## Given information
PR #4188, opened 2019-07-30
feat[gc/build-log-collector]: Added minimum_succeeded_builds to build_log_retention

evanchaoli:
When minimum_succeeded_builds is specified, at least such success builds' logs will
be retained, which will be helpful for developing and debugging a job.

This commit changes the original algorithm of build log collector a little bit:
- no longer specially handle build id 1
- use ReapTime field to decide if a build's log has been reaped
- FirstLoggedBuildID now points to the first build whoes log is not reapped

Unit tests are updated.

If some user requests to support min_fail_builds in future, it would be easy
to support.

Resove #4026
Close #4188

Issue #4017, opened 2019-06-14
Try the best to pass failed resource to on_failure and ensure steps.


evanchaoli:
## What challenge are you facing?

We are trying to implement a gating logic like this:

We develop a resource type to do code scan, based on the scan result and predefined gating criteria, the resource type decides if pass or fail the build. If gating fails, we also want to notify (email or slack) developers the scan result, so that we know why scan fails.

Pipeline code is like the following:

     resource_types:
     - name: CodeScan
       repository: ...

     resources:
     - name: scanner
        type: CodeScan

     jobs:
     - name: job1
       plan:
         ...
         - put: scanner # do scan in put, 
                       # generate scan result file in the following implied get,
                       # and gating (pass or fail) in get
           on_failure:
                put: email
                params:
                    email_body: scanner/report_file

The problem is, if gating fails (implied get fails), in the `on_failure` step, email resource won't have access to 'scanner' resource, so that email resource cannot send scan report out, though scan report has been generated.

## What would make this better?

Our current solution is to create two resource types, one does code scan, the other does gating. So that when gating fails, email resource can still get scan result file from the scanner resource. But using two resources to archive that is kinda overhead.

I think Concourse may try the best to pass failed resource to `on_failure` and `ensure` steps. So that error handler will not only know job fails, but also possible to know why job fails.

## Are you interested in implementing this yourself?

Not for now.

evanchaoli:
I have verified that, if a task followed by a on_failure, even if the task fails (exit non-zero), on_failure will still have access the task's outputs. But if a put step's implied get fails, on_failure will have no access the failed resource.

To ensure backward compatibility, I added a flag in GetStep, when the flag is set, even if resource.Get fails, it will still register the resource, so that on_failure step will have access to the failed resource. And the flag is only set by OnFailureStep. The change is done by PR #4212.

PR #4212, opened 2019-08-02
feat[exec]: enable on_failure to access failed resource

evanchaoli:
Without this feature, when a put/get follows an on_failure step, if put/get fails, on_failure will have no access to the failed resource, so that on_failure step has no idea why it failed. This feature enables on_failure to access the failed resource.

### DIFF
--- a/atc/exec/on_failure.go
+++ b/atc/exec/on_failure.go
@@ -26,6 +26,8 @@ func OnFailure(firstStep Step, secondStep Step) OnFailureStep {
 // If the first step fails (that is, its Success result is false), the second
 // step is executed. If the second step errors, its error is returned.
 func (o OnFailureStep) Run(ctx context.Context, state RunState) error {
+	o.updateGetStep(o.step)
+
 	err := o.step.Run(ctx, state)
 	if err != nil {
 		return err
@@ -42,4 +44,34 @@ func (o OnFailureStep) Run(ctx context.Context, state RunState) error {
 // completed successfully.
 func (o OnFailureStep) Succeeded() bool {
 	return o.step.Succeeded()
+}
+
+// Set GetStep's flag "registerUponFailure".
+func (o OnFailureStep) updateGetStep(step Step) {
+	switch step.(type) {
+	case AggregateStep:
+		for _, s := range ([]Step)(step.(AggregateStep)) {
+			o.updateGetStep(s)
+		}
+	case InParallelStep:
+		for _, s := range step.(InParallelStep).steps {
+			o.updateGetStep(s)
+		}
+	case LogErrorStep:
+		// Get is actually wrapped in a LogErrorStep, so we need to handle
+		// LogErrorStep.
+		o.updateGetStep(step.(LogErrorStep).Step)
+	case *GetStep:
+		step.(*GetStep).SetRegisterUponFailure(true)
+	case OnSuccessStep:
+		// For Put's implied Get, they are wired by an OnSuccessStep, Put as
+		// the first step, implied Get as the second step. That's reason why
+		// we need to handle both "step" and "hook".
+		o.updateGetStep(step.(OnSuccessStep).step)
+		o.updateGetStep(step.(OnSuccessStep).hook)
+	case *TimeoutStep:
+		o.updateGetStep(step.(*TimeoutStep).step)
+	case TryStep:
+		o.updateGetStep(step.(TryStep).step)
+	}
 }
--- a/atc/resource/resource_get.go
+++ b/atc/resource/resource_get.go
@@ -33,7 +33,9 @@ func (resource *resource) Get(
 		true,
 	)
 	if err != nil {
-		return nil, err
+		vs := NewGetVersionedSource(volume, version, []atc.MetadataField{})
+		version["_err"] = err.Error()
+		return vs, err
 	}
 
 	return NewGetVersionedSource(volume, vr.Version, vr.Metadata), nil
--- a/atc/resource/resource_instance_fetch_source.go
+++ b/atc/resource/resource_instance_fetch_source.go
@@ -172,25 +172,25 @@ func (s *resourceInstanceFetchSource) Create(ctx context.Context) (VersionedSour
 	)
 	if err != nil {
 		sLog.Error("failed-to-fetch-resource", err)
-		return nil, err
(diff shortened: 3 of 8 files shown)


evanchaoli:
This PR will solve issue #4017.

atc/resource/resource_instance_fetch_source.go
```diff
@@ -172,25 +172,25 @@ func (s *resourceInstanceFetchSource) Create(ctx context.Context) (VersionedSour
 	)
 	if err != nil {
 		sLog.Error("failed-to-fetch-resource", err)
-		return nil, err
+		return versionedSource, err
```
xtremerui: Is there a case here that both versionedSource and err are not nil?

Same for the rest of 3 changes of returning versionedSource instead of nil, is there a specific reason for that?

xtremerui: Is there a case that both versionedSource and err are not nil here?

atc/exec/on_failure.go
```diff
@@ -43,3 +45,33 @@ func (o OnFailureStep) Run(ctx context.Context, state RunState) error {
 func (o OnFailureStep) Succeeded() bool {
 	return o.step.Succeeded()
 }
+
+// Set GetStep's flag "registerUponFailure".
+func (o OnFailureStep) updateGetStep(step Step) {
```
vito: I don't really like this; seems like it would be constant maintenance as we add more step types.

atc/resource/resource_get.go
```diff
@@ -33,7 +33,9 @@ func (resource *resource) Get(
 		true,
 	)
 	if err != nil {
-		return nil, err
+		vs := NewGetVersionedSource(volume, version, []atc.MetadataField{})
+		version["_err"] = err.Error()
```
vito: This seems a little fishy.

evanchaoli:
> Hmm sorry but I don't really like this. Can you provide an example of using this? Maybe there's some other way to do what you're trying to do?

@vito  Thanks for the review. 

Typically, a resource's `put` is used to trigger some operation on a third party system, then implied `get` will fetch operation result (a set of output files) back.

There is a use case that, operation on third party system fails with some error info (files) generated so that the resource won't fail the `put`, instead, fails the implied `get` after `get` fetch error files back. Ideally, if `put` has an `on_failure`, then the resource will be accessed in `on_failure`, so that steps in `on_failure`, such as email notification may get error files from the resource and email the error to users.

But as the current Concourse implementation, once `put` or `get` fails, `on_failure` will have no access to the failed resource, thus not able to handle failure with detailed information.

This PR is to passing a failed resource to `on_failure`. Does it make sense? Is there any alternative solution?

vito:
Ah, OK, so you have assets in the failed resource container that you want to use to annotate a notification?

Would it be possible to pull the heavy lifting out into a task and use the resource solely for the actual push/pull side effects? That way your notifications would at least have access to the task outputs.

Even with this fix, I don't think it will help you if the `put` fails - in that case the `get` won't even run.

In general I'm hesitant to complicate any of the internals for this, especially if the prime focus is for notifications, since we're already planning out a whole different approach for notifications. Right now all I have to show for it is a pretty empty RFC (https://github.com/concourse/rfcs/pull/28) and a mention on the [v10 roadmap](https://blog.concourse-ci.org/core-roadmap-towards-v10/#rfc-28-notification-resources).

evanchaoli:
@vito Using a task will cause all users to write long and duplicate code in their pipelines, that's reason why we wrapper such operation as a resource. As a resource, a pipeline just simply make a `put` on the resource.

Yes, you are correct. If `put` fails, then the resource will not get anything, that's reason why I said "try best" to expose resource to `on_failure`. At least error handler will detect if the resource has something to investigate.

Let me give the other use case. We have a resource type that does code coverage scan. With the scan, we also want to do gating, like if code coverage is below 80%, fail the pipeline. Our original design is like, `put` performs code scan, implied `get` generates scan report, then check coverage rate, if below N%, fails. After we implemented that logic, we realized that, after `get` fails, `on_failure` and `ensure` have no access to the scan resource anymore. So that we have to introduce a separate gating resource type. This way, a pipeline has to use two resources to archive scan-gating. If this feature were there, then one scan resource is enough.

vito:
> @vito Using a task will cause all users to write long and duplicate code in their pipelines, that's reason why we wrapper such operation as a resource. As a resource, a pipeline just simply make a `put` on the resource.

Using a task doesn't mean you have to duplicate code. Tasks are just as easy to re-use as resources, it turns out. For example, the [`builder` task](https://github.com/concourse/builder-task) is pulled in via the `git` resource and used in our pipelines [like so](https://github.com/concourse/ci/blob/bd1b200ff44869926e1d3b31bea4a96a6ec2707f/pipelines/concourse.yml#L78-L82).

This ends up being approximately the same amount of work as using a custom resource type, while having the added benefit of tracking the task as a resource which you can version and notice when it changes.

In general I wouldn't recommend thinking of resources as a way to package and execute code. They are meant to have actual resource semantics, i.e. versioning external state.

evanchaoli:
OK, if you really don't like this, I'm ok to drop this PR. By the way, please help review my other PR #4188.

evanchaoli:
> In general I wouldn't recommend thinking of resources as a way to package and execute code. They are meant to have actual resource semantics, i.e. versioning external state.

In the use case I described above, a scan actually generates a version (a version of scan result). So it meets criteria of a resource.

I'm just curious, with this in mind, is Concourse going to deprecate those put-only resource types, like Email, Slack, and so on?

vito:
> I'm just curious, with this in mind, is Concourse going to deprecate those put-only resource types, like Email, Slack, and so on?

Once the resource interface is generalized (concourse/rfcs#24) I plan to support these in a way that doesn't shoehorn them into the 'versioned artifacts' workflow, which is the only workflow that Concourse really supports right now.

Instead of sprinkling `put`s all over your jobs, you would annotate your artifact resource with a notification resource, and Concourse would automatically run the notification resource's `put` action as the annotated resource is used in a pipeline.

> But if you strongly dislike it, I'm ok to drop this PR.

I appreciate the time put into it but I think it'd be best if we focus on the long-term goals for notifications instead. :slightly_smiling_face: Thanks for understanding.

## Activity
All that belongs in the answer is an exact copy of the lines from the start of the records above through the line with "be retained, which".

## Response area
PR #4188, opened 2019-07-30
feat[gc/build-log-collector]: Added minimum_succeeded_builds to build_log_retention

evanchaoli:
When minimum_succeeded_builds is specified, at least such success builds' logs will
be retained, which will be helpful for developing and debugging a job.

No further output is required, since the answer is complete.